Más del 80% de los hogares argentinos afirman tener al menos dos televisores, y sólo el 0,6% no posee ninguno, lo que posiciona al medio con una capacidad de penetración muy importante. Al mismo tiempo, el 52% posee TV paga, el porcentaje más alto entre los principales países de América Latina que implica una facturación anual para las cableras de 6000 millones. Y de todo ese mercado Cablevisión-Multicanal (del Grupo Clarín) concentra más de 3 millones de clientes, equivalente al 48% de todos los abonados del país

En la Era de la Información, el abono básico del servicio de TV paga llega a representar el 10% del salario mínimo. El avance hacia una tarifa social que permita el acceso igualitario a la información también resulta indispensable para hablar de pluralidad.

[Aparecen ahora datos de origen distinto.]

PR #143, opened 2017-05-06
Filter & sort completion candidates by kind

katspaugh:
This PR solves two issues with the code completion.

### 1. Member completion

When completing properties and methods of an object, Tide would list all possible symbols as candidates.

_Edit_: I've just realized this behavior can be reproduced only for JavaScript files, not if I put the same code into a `.ts` file. 🤷‍♂️ 

Before the patch:

screen shot 2017-05-06 at 17 32 34

With the patch – we display only the properties and methods of the object at point:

Por primera vez, desde la sanción de la Ley de Radiodifusión en 1980, el Estado se abre al debate extra legislativo-partidario, y se pone a la cabeza de generar espacios donde puedan llegar todos los actores para plantear sus ideas: empresarios, organizaciones civiles, universidades, sindicatos, credos, funcionarios y cualquiera que desee realizar su aporte.

Y esto significa mucho más que el debate por una ley. Resulta el recupero de un rol que el Estado había perdido: el ser el encargado de regular las relaciones sociales para asegurar el desarrollo equilibrado de la sociedad.